PROBLEM TO WORK ON: Using the data beneath, show every line that includes the word "hidden".

Collected data entries:
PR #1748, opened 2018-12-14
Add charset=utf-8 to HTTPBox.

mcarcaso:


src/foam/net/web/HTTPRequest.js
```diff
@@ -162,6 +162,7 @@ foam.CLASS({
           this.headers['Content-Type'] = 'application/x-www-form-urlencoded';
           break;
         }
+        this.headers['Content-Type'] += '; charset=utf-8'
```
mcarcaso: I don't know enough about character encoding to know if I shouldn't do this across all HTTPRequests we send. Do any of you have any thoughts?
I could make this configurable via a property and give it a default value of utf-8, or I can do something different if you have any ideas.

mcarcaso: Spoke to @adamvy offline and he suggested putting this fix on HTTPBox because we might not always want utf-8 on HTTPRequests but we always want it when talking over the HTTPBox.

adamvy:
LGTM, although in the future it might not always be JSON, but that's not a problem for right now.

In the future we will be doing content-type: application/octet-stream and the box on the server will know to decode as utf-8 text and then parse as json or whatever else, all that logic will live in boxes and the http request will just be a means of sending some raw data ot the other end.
...
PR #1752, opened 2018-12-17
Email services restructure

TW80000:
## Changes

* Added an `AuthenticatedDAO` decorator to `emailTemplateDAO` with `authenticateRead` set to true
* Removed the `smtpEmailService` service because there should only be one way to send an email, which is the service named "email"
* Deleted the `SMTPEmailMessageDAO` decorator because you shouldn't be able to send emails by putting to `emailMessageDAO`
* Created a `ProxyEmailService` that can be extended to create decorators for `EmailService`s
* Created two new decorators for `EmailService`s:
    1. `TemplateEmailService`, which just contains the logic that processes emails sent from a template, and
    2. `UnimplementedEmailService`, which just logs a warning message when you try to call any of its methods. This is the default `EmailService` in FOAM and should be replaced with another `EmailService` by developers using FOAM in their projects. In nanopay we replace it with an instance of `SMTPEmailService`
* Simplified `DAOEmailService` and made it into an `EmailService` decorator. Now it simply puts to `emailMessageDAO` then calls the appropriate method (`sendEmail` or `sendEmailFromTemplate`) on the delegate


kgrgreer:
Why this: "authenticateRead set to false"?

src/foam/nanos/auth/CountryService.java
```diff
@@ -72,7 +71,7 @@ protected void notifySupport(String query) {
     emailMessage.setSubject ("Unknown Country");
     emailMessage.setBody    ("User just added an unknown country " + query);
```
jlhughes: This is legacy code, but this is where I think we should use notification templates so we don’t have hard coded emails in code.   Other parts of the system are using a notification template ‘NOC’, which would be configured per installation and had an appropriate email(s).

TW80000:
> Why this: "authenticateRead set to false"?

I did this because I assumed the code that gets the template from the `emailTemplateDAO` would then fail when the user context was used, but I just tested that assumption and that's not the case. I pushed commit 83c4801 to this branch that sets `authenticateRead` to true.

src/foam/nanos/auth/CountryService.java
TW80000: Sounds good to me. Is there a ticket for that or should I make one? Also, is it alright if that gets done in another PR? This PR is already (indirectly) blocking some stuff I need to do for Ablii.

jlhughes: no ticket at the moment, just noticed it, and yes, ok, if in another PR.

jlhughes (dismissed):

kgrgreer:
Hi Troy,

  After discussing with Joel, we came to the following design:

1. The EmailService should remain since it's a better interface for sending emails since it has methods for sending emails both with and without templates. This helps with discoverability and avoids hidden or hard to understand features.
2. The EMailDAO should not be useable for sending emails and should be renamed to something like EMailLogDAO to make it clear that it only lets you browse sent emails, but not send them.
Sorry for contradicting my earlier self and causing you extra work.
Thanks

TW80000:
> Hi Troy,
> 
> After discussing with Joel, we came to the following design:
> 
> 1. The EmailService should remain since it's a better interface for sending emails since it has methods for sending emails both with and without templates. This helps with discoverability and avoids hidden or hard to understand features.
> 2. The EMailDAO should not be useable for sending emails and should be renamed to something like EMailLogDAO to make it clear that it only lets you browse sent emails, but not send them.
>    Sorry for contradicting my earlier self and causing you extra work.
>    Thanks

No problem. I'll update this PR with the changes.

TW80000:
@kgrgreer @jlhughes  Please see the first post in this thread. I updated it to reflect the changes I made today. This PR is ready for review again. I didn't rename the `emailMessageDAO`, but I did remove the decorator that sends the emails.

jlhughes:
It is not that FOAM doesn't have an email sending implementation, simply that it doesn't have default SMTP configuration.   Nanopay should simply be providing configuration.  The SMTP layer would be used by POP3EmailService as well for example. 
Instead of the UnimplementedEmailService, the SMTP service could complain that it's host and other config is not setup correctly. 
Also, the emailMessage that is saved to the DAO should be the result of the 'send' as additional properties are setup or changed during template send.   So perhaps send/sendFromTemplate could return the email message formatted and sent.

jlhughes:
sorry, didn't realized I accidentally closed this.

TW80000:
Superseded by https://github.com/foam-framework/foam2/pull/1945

REPLY:
1. The EmailService should remain since it's a better interface for sending emails since it has methods for sending emails both with and without templates. This helps with discoverability and avoids hidden or hard to understand features.
> 1. The EmailService should remain since it's a better interface for sending emails since it has methods for sending emails both with and without templates. This helps with discoverability and avoids hidden or hard to understand features.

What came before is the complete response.